SalesforceのKoa、NVIDIA Nemotron 3 Superで稼働

セールスフォースのDreamforceカンファレンスで、NVIDIAの創業者兼CEOであるジェンスン・フアン氏が、セールスフォースCEOのマーク・ベニオフ氏とともにステージに登場し、セールスフォース初のCRM推論モデル「Koa」を紹介しました。KoaはNVIDIA Nemotron 3 Super上に構築されており、セールスフォースの顧客プラットフォームとNVIDIAの最先端モデルスタックを結びつけます。フアン氏はこの瞬間を「今や私たちはすべてを知り、何でもできる」という大胆な言葉で表現しました。野心的な主張ではありますが、両社が売り込もうとしている変化をよく表しています。 重要なキーワードは「推論」です。これまでの企業AIは、情報を検索したり、記録を要約したり、あらかじめ作られたワークフローに従ったりすることがよくありました。Koaは、顧客データについて推論し、営業、サービス、マーケティングなどのシステムからのシグナルをつなぎ合わせ、単に事実を表面化するのではなく意思決定を支援するモデルとして位置づけられています。これにより、チームのCRMソフトウェアの使い方が変わる可能性があります。ダッシュボードを探し回る代わりに、営業やサービスの担当者がアカウントプランやリスク評価、次に取るべき最適なアクションを尋ねると、企業データに基づいた回答が得られるのです。 この提携はまた、最先端モデルスタックが主流のビジネスアプリケーションに組み込まれつつあることを示しています。
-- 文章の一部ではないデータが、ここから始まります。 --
PR #1911, opened 2022-04-06
Update elasticsearch dependency to 8.1

brokensound77:
## Issues
None

## Summary
Bumps elasticsearch module to 8.1. This also bumps requests to be compatible (and it was a bit dated)

PR #1913, opened 2022-04-06
Remove deprecated elasticsearch parameter

brokensound77:
## Issues
related to #1911 

## Summary
With the update to elasticsearch module, the `use_ssl` parameter was removed. [REF](https://github.com/elastic/elasticsearch-py/blob/d013e8863667341792c2187cb1b7c677b1fd7862/elasticsearch/_sync/client/utils.py#L187)

### DIFF
--- a/detection_rules/misc.py
+++ b/detection_rules/misc.py
@@ -391,9 +391,9 @@ def add_client(*client_type, add_to_ctx=True, add_func_arg=True):
                             elasticsearch_client.info():
                         pass
                     else:
-                        elasticsearch_client = get_elasticsearch_client(use_ssl=True, **es_client_args)
+                        elasticsearch_client = get_elasticsearch_client(**es_client_args)
                 except AuthenticationException:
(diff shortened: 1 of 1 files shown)


terrancedejesus (approved):
LGTM.

Checks:

- Reviewed reference and verified use_ssl is deprecated.
- Verified use_ssl was removed from get_elasticsearch_client

Questions:

- Do we define the scheme then as detailed in the updated elasticsearch library version for connections then? - `The 'use_ssl' option is no longer needed as specifying a 'scheme' is now required`

brokensound77:
>Do we define the scheme then as detailed in the updated elasticsearch library version for connections then? - The 'use_ssl' option is no longer needed as specifying a 'scheme' is now required

@terrancedejesus the value will come directly as passed (directly or config), which I think makes sense to put the onus on the caller to decide

w0rk3r (approved):

Mikaayenson (approved):
LGTM

PR #1942, opened 2022-04-28
Skip previous validation on pre/post load/dump

### LINKED ISSUE #1930: [FR] Exclude nested 'previous' in VersionLockFileEntry
In PR https://github.com/elastic/detection-rules/pull/1884, the schemas for the version lock and deprecation files were validated on load and save.

To complete this prior work, we need to exclude the nested previous from validation.

```python

@dataclass(frozen=True)
 class VersionLockFileEntry(MarshmallowDataclassMixin):
     """Schema for a rule entry in the version lock."""
     rule_name: definitions.RuleName
     sha256: definitions.Sha256
     type: definitions.RuleType
     version: definitions.PositiveInteger
     min_stack_version: Optional[definitions.SemVer]

     # TODO: need to exclude nested 'previous'
     previous: Optional[Dict[definitions.SemVer, 'VersionLockFileEntry']]

```

See the [referenced comment](https://github.com/elastic/detection-rules/pull/1884/files/659dbea8c666f624a398ddf76fbb29296381da00#r838046622)

[Slack comment](https://elastic.slack.com/archives/C02USDK55AQ/p1651174218879239?thread_ts=1651172155.221949&cid=C02USDK55AQ)
otherwise it would allow this:

```bash

  "fd7a6052-58fa-4397-93c3-4795249ccfa2": {
    "min_stack_version": "8.2",
    "previous": {
          "fd7a6052-58fa-4397-93c3-4795249ccfa2": {
          "min_stack_version": "8.2",
          "previous": {
              "fd7a6052-58fa-4397-93c3-4795249ccfa2": {
               "min_stack_version": "8.2",
               "previous": {
...
}}}
```

when it should be only 1 layer deep

```bash

  "fd7a6052-58fa-4397-93c3-4795249ccfa2": {
    "min_stack_version": "8.2",
    "previous": {
      "7.13.0": {
        "rule_name": "Svchost spawning Cmd",
        "sha256": "8eda893ef038048202bf4c123453ad33bb5c23dd7808822d6382a5a2361054c8",
        "type": "eql",
        "version": 9
      }
    },
    "rule_name": "Svchost spawning Cmd",
    "sha256": "bc1c7141ea3d1793d032e8ef37e991fa5b75f3dbffabeb5843f5625f90a7291d",
    "type": "eql",
    "version": 10
  },
  
  ```

### PR DESCRIPTION
**Pull request by Mikaayenson**
## Issues

Resolves #1930 

## Summary
Adds marshmallow pre_load, post_load, pre_dump, post_dump methods to stash/re-add `previous` nested field from `VersionLockFileEntry`.

## Additional Info
Manually tested by running the `python -m detection_rules dev update-lock-versions` CLI command with and without the changes to verify that the resulting `version.lock.json` produced the same output.

### CODE REVIEW

**Comment by Mikaayenson** [comment]
Here is just one idea to solve this. I also thought about a custom validator for the `previous` field but it doesn't seem to be playing nicely.

File: detection_rules/version_lock.py [hunk 1]
```diff
@@ -22,19 +22,64 @@
...
+    @pre_load
+    def store_load_previous(self, data, **kwargs):
+        """Exclude and store nested 'previous' field prior to load"""
+        if "previous" in data:
+            temp_lock[data['rule_name']] = data['previous']
+            del data["previous"]
+        return data
+
+    @pre_dump
+    def store_dump_previous(self, data, **kwargs):
```
Mikaayenson, line 50: Even though `Validation occurs on deserialization but not on serialization`, if we don't stash before dumping, invalid fields will not be added to the schema. We're instead explicitly ensuring no fields in `previous` are changed.

brokensound77:
Thanks Mika. This is actually the inverse of what we want to do. [This](https://github.com/elastic/detection-rules/blob/34655374c18b7a3da779a02ef8ace39b72aaeb23/detection_rules/version_lock.py#L36) allows the schema to have nested `previous` entries, which we do _not_ want to happen. A simple way to accomplish this would be to add a `pre_load` method and then to check the data for any nested previous and then raise a `marshmallow.ValidationError` if it exists

Mikaayenson:
> Thanks Mika. This is actually the inverse of what we want to do. [This](https://github.com/elastic/detection-rules/blob/34655374c18b7a3da779a02ef8ace39b72aaeb23/detection_rules/version_lock.py#L36) allows the schema to have nested `previous` entries, which we do _not_ want to happen. A simple way to accomplish this would be to add a `pre_load` method and then to check the data for any nested previous and then raise a `marshmallow.ValidationError` if it exists

This makes sense after your explanation of the issue yesterday. I've moved this back from 'in-progress' to 'needs review' after making the change.

detection_rules/version_lock.py
```diff
@@ -26,15 +27,23 @@
...
-
-    # TODO: need to exclude nested 'previous'
     previous: Optional[Dict[definitions.SemVer, 'VersionLockFileEntry']]
 
+    @pre_load
+    def check_nested_previous_field(self, data, **kwargs):
+        """Raise error if `previous` field has a nested `previous`."""
+        if "previous" in data:
+            previous = data["previous"]
+            if "previous" in previous:
```
brokensound77, line 43: w00t!

Can you add a test for this

brokensound77, line 43: w00t!

Can you add a test for this

Mikaayenson: Sure can!

terrancedejesus (approved):
LGTM.

Checks:

- Breakpoint at `check_nested_previous_field` method and reviewed variables for nested previous. No nested previous key found during test but checks for so make sense and should raise an error.
- Ran unittest TestVersionLockSchema and it passed.

tests/test_schemas.py
```diff
@@ -236,6 +237,49 @@ def build_rule(query):
...
+        """Pass field validation on version lock without nested previous fields"""
+        version_lock_contents = copy.deepcopy(self.version_lock_contents)
+        VersionLockFile.from_dict(dict(data=version_lock_contents))
+
+    def test_version_lock_has_nested_previous(self):
+        """Fail field validation on version lock with nested previous fields"""
+        version_lock_contents = copy.deepcopy(self.version_lock_contents)
+        with self.assertRaises(ValidationError):
+            previous = version_lock_contents["34fde489-94b0-4500-a76f-b8a157cf9269"]["previous"]
+            version_lock_contents["34fde489-94b0-4500-a76f-b8a157cf9269"]["previous"]["previous"] = previous
```
brokensound77, line 279: Nice, thanks for adding the test.

brokensound77:
So, I realized after looking at the test, that we actually do not want `min_stack_version` nested either. So I realize a better approach may be to scrap this and just build out the dataclasses explicitly (which all of this was to address a gap introduced by a shorthand).

So https://github.com/elastic/detection-rules/blob/03836d45fabb43711d70794e8acc535a6671cd2e/detection_rules/version_lock.py#L26-L36 

can be revised to

```python
@dataclass(frozen=True)
class BaseEntry
    rule_name: definitions.RuleName
    sha256: definitions.Sha256
    type: definitions.RuleType
    version: definitions.PositiveInteger

@dataclass(frozen=True)
class VersionLockFileEntry(MarshmallowDataclassMixin, BaseEntry):
    """Schema for a rule entry in the version lock."""
    min_stack_version: Optional[definitions.SemVer]
    previous: Optional[Dict[definitions.SemVer, BaseEntry]]
```

Sorry - let me know if you want to just close this and have me address it or if you are ok with making the changes here

Mikaayenson:
> So, I realized after looking at the test, that we actually do not want `min_stack_version` nested either. So I realize a better approach may be to scrap this and just build out the dataclasses explicitly (which all of this was to address a gap introduced by a shorthand).
> 
> So
> 
> https://github.com/elastic/detection-rules/blob/03836d45fabb43711d70794e8acc535a6671cd2e/detection_rules/version_lock.py#L26-L36
> 
> can be revised to
> 
> ```python
> @dataclass(frozen=True)
> class BaseEntry
>     rule_name: definitions.RuleName
>     sha256: definitions.Sha256
>     type: definitions.RuleType
>     version: definitions.PositiveInteger
> 
> @dataclass(frozen=True)
> class VersionLockFileEntry(MarshmallowDataclassMixin, BaseEntry):
>     """Schema for a rule entry in the version lock."""
>     min_stack_version: Optional[definitions.SemVer]
>     previous: Optional[Dict[definitions.SemVer, BaseEntry]]
> ```
> 
> Sorry - let me know if you want to just close this and have me address it or if you are ok with making the changes here

Happy to make the change here!

terrancedejesus (approved):
LGTM.

Checks:

- reviewed previous object to ensure it matches what is in the lock
- reviewed new import `version_lock` from detection_rules
- Tested unit test `TestVersionLockSchema` to confirm it passes check as expected

brokensound77 (approved):
LGTM, thanks for the changes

セールスフォースはNVIDIAの先進的なモデル技術にアクセスし、NVIDIAは企業ソフトウェアにおける注目度の高い導入事例をまた一つ得ることになります。顧客にとっての約束は、文脈を理解し、ビジネスルールに従い、複雑なタスクを支援する、より有能なAIエージェントです。 Koaは単なる製品発表ではありません。CRMベンダーが顧客情報に基づいて行動するエージェント型システムへと向かっていることのシグナルです。このアプローチがうまくいけば、次世代の企業ソフトウェアは、フォーム付きのデータベースというよりも、ビジネス全体で推論し、提案し、実行するAIアシスタントのチームのように感じられるかもしれません。Dreamforceでの発表は、セールスフォースとNVIDIAをその移行の中心に置くものです。